• **TASK DETAILS**
The answer is to be the data below, written out in full and exactly.

- Opening Delimiter -

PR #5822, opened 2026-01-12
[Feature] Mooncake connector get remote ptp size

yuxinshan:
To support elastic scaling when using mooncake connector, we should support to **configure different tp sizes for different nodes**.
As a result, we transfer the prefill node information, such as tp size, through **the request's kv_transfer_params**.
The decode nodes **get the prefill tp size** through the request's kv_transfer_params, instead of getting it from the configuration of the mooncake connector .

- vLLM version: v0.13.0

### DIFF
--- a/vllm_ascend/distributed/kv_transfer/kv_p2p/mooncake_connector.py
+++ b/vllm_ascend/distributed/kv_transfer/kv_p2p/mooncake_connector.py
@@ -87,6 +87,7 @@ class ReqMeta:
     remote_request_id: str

- Closing Delimiter -

• **RESPONSE TO THIS TASK**
PR #5822, opened 2026-01-12
[Feature] Mooncake connector get remote ptp size

yuxinshan:
To support elastic scaling when using mooncake connector, we should support to **configure different tp sizes for different nodes**.
As a result, we transfer the prefill node information, such as tp size, through **the request's kv_transfer_params**.
The decode nodes **get the prefill tp size** through the request's kv_transfer_params, instead of getting it from the configuration of the mooncake connector .

- vLLM version: v0.13.0

### DIFF
--- a/vllm_ascend/distributed/kv_transfer/kv_p2p/mooncake_connector.py
+++ b/vllm_ascend/distributed/kv_transfer/kv_p2p/mooncake_connector.py
@@ -87,6 +87,7 @@ class ReqMeta:
     remote_request_id: str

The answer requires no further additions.